Build-A-Bear Workshop, Inc. Form 8K





Date of Report (Date of earliest event
reported):   August 2, 2005

Build-A-Bear Workshop, Inc.

(Exact Name of Registrant as Specified in Its Charter)

Delaware   001-32320   43-1883836

(State or Other
Jurisdiction of
File Number)
  (IRS Employer
Identification No.)

1954 Innerbelt Business Center Drive
St. Louis, Missouri

(Address of Principal Executive Offices)   (Zip Code)  

(314) 423-8000

(Registrant's Telephone Number, Including Area Code)

        Check the appropriate box below if the Form 8-K filing is intended to simultaneously satisfy the filing obligation of the registrant under any of the following provisions (see General Instruction A.2. below):

[  ] Written communications pursuant to Rule 425 under the Securities Act (17 CFR 230.425)

[  ] Soliciting material pursuant to Rule 14a-12 under the Exchange Act (17 CFR 240.14a-12)

[  ] Pre-commencement communications pursuant to Rule 14d-2(b) under the Exchange Act (17 CFR 240.14d-2(b))

[  ] Pre-commencement communications pursuant to Rule 13e-4(c) under the Exchange Act (17 CFR 240.13e-4(c))
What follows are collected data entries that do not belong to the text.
PR #16, opened 2025-04-07
test: assert output for collaborator list command

mwbrooks:
### Summary

This pull request is a follow-up on PR https://github.com/slackapi/slack-cli/pull/14#discussion_r2029512849 that adds tests to assert the stdout output for `collaborator` and `collaborator list`.

### Requirements

* [x] I've read and understood the [Contributing Guidelines](/blob/main/.github/contributing.md) and have done my best effort to follow them.
* [x] I've read and agree to the [Code of Conduct](https://slackhq.github.io/code-of-conduct).

PR #28, opened 2025-04-10
test: use slackcontext.MockContext(...) instead of context.Background()

mwbrooks:
### Summary

This pull request is part of the series that updates our tests to use `slackcontext.MockContext(...)` instead of `context.Background()`.

The motivation is to continue to have consistent and reliable unit tests. Right now, many of our test use empty context such as `context.Background()`, which can cause unexpected errors if a function brings to use values from the context. Now that we can mock "guaranteed" context values, this PR combs through to replace `.Background()` references.

_You might want a fresh cup of coffee ☕ to sip while scrolling through this one!_

### Requirements

### DIFF
--- a/cmd/app/link_test.go
+++ b/cmd/app/link_test.go
@@ -24,6 +24,7 @@ import (
 	"github.com/slackapi/slack-cli/internal/iostreams"
 	"github.com/slackapi/slack-cli/internal/shared"
 	"github.com/slackapi/slack-cli/internal/shared/types"
+	"github.com/slackapi/slack-cli/internal/slackcontext"
 	"github.com/slackapi/slack-cli/internal/slackdeps"
 	"github.com/slackapi/slack-cli/internal/slackerror"
 	"github.com/slackapi/slack-cli/test/testutil"
@@ -569,10 +570,8 @@ func Test_Apps_LinkAppHeaderSection(t *testing.T) {
 	}
 	for name, tt := range tests {
 		t.Run(name, func(t *testing.T) {
-			// Setup parameters for test
-			ctx := context.Background()
-
 			// Create mocks
+			ctx := slackcontext.MockContext(t.Context())
 			clientsMock := shared.NewClientsMock()
 			clientsMock.AddDefaultMocks()
 
--- a/cmd/app/uninstall_test.go
+++ b/cmd/app/uninstall_test.go
@@ -48,7 +48,7 @@ func TestAppsUninstall(t *testing.T) {
 	testutil.TableTestCommand(t, testutil.CommandTests{
 		"Successfully uninstall": {
 			Setup: func(t *testing.T, ctx context.Context, clientsMock *shared.ClientsMock, clients *shared.ClientFactory) {
-				prepareCommonUninstallMocks(clients, clientsMock)
+				prepareCommonUninstallMocks(ctx, clients, clientsMock)
 				clientsMock.ApiInterface.On("UninstallApp", mock.Anything, mock.Anything, fakeAppID, fakeAppTeamID).
 					Return(nil).Once()
 			},
@@ -58,7 +58,7 @@ func TestAppsUninstall(t *testing.T) {
 		},
 		"Successfully uninstall with a get-manifest hook error": {
 			Setup: func(t *testing.T, ctx context.Context, clientsMock *shared.ClientsMock, clients *shared.ClientFactory) {
-				prepareCommonUninstallMocks(clients, clientsMock)
+				prepareCommonUninstallMocks(ctx, clients, clientsMock)
 				clientsMock.ApiInterface.On("UninstallApp", mock.Anything, mock.Anything, fakeAppID, fakeAppTeamID).
 					Return(nil).Once()
 				manifestMock := &app.ManifestMockObject{}
@@ -73,7 +73,7 @@ func TestAppsUninstall(t *testing.T) {
 		"Fail to uninstall due to API error": {
 			ExpectedError: slackerror.New("something went wrong"),
 			Setup: func(t *testing.T, ctx context.Context, clientsMock *shared.ClientsMock, clients *shared.ClientFactory) {
-				prepareCommonUninstallMocks(clients, clientsMock)
+				prepareCommonUninstallMocks(ctx, clients, clientsMock)
 				clientsMock.ApiInterface.On("UninstallApp", mock.Anything, mock.Anything, fakeAppID, fakeAppTeamID).
 					Return(slackerror.New("something went wrong")).Once()
 			},
@@ -82,7 +82,7 @@ func TestAppsUninstall(t *testing.T) {
 			CmdArgs:       []string{},
 			ExpectedError: slackerror.New(slackerror.ErrCredentialsNotFound),
 			Setup: func(t *testing.T, ctx context.Context, cm *shared.ClientsMock, cf *shared.ClientFactory) {
-				prepareCommonUninstallMocks(cf, cm)
+				prepareCommonUninstallMocks(ctx, cf, cm)
 				appSelectMock := prompts.NewAppSelectMock()
 				uninstallAppSelectPromptFunc = appSelectMock.AppSelectPrompt
 				appSelectMock.On("AppSelectPrompt").Return(prompts.SelectedApp{App: fakeApp}, nil)
@@ -95,7 +95,7 @@ func TestAppsUninstall(t *testing.T) {
 	})
 }
 
-func prepareCommonUninstallMocks(clients *shared.ClientFactory, clientsMock *shared.ClientsMock) *shared.ClientFactory {
+func prepareCommonUninstallMocks(ctx context.Context, clients *shared.ClientFactory, clientsMock *shared.ClientsMock) *shared.ClientFactory {
 
 	// Mock App Selection
 	appSelectMock := prompts.NewAppSelectMock()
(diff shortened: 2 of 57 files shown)


cmd/app/link_test.go
```diff
@@ -569,10 +570,8 @@ func Test_Apps_LinkAppHeaderSection(t *testing.T) {
 	}
 	for name, tt := range tests {
 		t.Run(name, func(t *testing.T) {
-			// Setup parameters for test
-			ctx := context.Background()
-
 			// Create mocks
+			ctx := slackcontext.MockContext(t.Context())
 			clientsMock := shared.NewClientsMock()
```
mwbrooks, line 575: note: This is the standard, repetitive change that you'll see. We are swapping `context.Background()` for `slackcontext.MockContext(t.Context)`. 👯

cmd/app/uninstall_test.go
```diff
@@ -48,7 +48,7 @@ func TestAppsUninstall(t *testing.T) {
 	testutil.TableTestCommand(t, testutil.CommandTests{
 		"Successfully uninstall": {
 			Setup: func(t *testing.T, ctx context.Context, clientsMock *shared.ClientsMock, clients *shared.ClientFactory) {
-				prepareCommonUninstallMocks(clients, clientsMock)
+				prepareCommonUninstallMocks(ctx, clients, clientsMock)
```
mwbrooks, line 51: note: This was missed in the PR that updated `.Setup: func(t, ctx, ...)` to accept the mocked context.

cmd/collaborators/collaborators_test.go
```diff
@@ -132,3 +134,30 @@ func TestCollaboratorsCommand(t *testing.T) {
 		})
 	}
 }
+
+func TestCollaboratorsCommand_PrintSuccess(t *testing.T) {
```
mwbrooks: thought: I'm a little baffled where this test came from 🤔 I didn't write it, so I assume I updated it. But I cannot find the original copy of it! Either way, it tests `printSuccess` and I think we want to keep it. I'm assuming it was introduced by a rebase (kinda regretting doing a rebase instead of a merge).

cmd/function/access_test.go
```diff
@@ -326,6 +327,7 @@ func TestFunctionDistributionCommand_PermissionsFile(t *testing.T) {
 
 	for name, tt := range tests {
 		t.Run(name, func(t *testing.T) {
+			ctx := slackcontext.MockContext(t.Context())
```
mwbrooks, line 330: thought: It's generally best to declare the `ctx` at the top of the function, so that the same context is used throughout.

cmd/triggers/generate_test.go
```diff
@@ -54,7 +55,7 @@ func Test_TriggerGenerate_accept_prompt(t *testing.T) {
 	}
 
 	t.Run(tt.name, func(t *testing.T) {
-		ctx, clientsMock := prepareMocks(tt.triggersListResponse, tt.globResponse, tt.triggersCreateResponse, nil /*trigger create error*/)
+		ctx, clientsMock := prepareMocks(t, tt.triggersListResponse, tt.globResponse, tt.triggersCreateResponse, nil /*trigger create error*/)
```
mwbrooks, line 58: note: We need `t *testing.T` in order to called `slackcontext.MockContext(t.Context())`

internal/pkg/manifest/validate_test.go
```diff
@@ -24,13 +24,14 @@ import (
...
 	"github.com/slackapi/slack-cli/internal/shared/types"
+	"github.com/slackapi/slack-cli/internal/slackcontext"
 	"github.com/slackapi/slack-cli/internal/slackerror"
 	"github.com/stretchr/testify/assert"
 	"github.com/stretchr/testify/mock"
 )
 
 func Test_ManifestValidate_GetManifestLocal_Error(t *testing.T) {
-	ctx, clients, _, log, appMock, authMock := setupCommonMocks()
+	ctx, clients, _, log, appMock, authMock := setupCommonMocks(t)
```
mwbrooks, line 34: note: It's not obvious that this change adds a `t *testing.T` argument to `setupCommonMocks(t)`. Same reason as before, so that we can call `slackcontext.MockContext(t.Context())`.

internal/prompts/app_select_test.go
```diff
@@ -573,9 +575,8 @@ func Test_FilterAuthsByToken_Flags(t *testing.T) {
 //
 
 func TestPrompt_AppSelectPrompt_SelectedAuthExpired_UserReAuthenticates(t *testing.T) {
-
```
mwbrooks, line 576: vent: Personal pet-peeve is newlines at the top of a function block in Golang 😆

mwbrooks (commented):
Comments to (hopefully) make reviewing this a little more productive and pleasant 😃

cmd/collaborators/collaborators_test.go
zimeg: This does seem to happen with branches rebased but a quick thanks for making reviews much more pleasant with this 🙏

I do think we can delete these tests to make later updates a bit more clear. IIRC #16 added tests that cover these cases instead of a separate unit here- 🔍

cmd/app/link_test.go
zimeg: Setting up `ctx` with other mocks is an awesome change!

zimeg: Using the `testing` context is a neat update also! I haven't explore enough of that package, but I imagine more useful methods might be used elsewhere too.

cmd/doctor/check_test.go
```diff
@@ -34,10 +34,10 @@ import (
 
 func TestDoctorCheckOS(t *testing.T) {
 	t.Run("returns the operating system version", func(t *testing.T) {
+		ctx := slackcontext.MockContext(t.Context())
 		clientsMock := shared.NewClientsMock()
 		clientsMock.AddDefaultMocks()
 		clients := shared.NewClientFactory(clientsMock.MockClientFactory())
-		ctx := context.Background()
```
zimeg, line 40: 👏 Creating the `ctx` before other mocks is a nice change.

cmd/function/access_test.go
zimeg: Edit: I should've read on! I agree so much that this is a good change.

cmd/triggers/create_test.go
```diff
@@ -546,13 +547,13 @@ func TestTriggersCreateCommand_promptShouldInstallAndRetry(t *testing.T) {
 
 	testcases := []struct {
 		name         string
-		prepareMocks func(*app.AppMock, *shared.ClientsMock)
+		prepareMocks func(*testing.T, context.Context, *shared.ClientsMock, *app.AppMock)
```
zimeg, line 550: 🤖 Love to see these patterns!

internal/pkg/manifest/validate_test.go
```diff
@@ -231,8 +232,9 @@ func Test_HandleConnectorApprovalRequired(t *testing.T) {
 }
 
 // Setup
-func setupCommonMocks() (ctx context.Context, clients *shared.ClientFactory, clientsMock *shared.ClientsMock, log *logger.Logger, mockApp types.App, mockAuth types.SlackAuth) {
+func setupCommonMocks(t *testing.T) (ctx context.Context, clients *shared.ClientFactory, clientsMock *shared.ClientsMock, log *logger.Logger, mockApp types.App, mockAuth types.SlackAuth) {
```
zimeg, line 235: :books: No blocker but sometimes arguments and returns of this amount on a single line are no fun to parse as the reader.

No need to change it and this is opinion too! Also I've tried using linters to tackle this with linters that `max` a line length but handling cases where this is needed is not always convenient TBH.

internal/pkg/manifest/validate_test.go
```diff
@@ -24,13 +24,14 @@ import (
 	"github.com/slackapi/slack-cli/internal/logger"
 	"github.com/slackapi/slack-cli/internal/shared"
 	"github.com/slackapi/slack-cli/internal/shared/types"
+	"github.com/slackapi/slack-cli/internal/slackcontext"
```
zimeg, line 27: 🔍 Other `import` updates also remove `context` and I was wondering if we're using that package in other ways here?

zimeg: Edit: Ahhhh of course! It's in the setup of common mocks 👁️‍🗨️

internal/prompts/app_select_test.go
zimeg: ➕ I find these make jumping around sections sometimes a hassle- Thanks for reducing our linecounts with this change!

zimeg (approved):
@mwbrooks

> Now that we can mock "guaranteed" context values, this PR combs through to replace `.Background()` references.

How great! And thanks for keeping these changes in one PR. The review was energized without chaos. It's so much appreciated.

I left one note on added tests that I think can be removed in these changes, but these changes add a lot of reason to the tests that exist already!

🧪 ✨ 👾

cmd/app/link_test.go
mwbrooks: I like using the `t.Context()` as well. A few benefits are:

1. It makes it easy to search for `context.Background()` and `context.TODO()` to prevent those from slipping into production code.
2. `t.Context()` is a cancel context and it's cancelled just before the test cleanup. So, any goroutines running and listening for `<- ctx.Done()` will have a chance to shutdown.

cmd/collaborators/collaborators_test.go
mwbrooks: Ohhhh, great memory! I'll remove this test then!

mwbrooks: Commit f1d5fa8 removes this test. I've confirmed that we still have test coverage after it's been removed. Thanks @zimeg!

internal/pkg/manifest/validate_test.go
mwbrooks: Yea, that's a fair point @zimeg! If we can use our linter to enforce a max line length before declaring the function as multi-line, then I think that's best!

Item 8.01.         Other Events.

        Build-A-Bear Workshop, Inc. (the “Company”) has been advised that (1) Maxine Clark, Chairman, Board of Directors and Chief Executive Bear, (2) Barry Erdos, Director, President and Chief Operating Officer Bear, (3) James Gould, Director, (4) Tina Klocke, Chief Financial Bear, Treasurer and Secretary, (5) Teresa Kroll, Chief Marketing Bear, and (6) Scott Seay, Chief Workshop Bear, have entered into Rule 10b5-1 trading plans (each, a “Plan” and collectively, the “Plans”) to sell shares of the Company’s common stock, including upon the exercise of certain options.

        Shares may be sold under the Plans at any time that the Company’s stock attains certain pre-arranged minimum prices (as set forth in the Plans). Such sales may take place beginning as early as September 1, 2005, and ending with the termination dates of the respective Plans as follows: Ms. Kroll’s Plan terminates on June 30, 2006, unless earlier terminated in accordance with the terms of her Plan. Mr. Gould’s Plan terminates on February 1, 2006, unless earlier terminated in accordance with the terms of his Plan. Ms. Klocke’s Plan terminates on December 29, 2006, unless earlier terminated in accordance with the terms of her Plan. The Plans of Mr. Erdos and Mr. Seay terminate on December 31, 2006, unless earlier terminated in accordance with the terms of their respective Plans. Ms. Clark's Plan terminates on December 31, 2007, unless earlier terminated in accordance with the terms of her Plan.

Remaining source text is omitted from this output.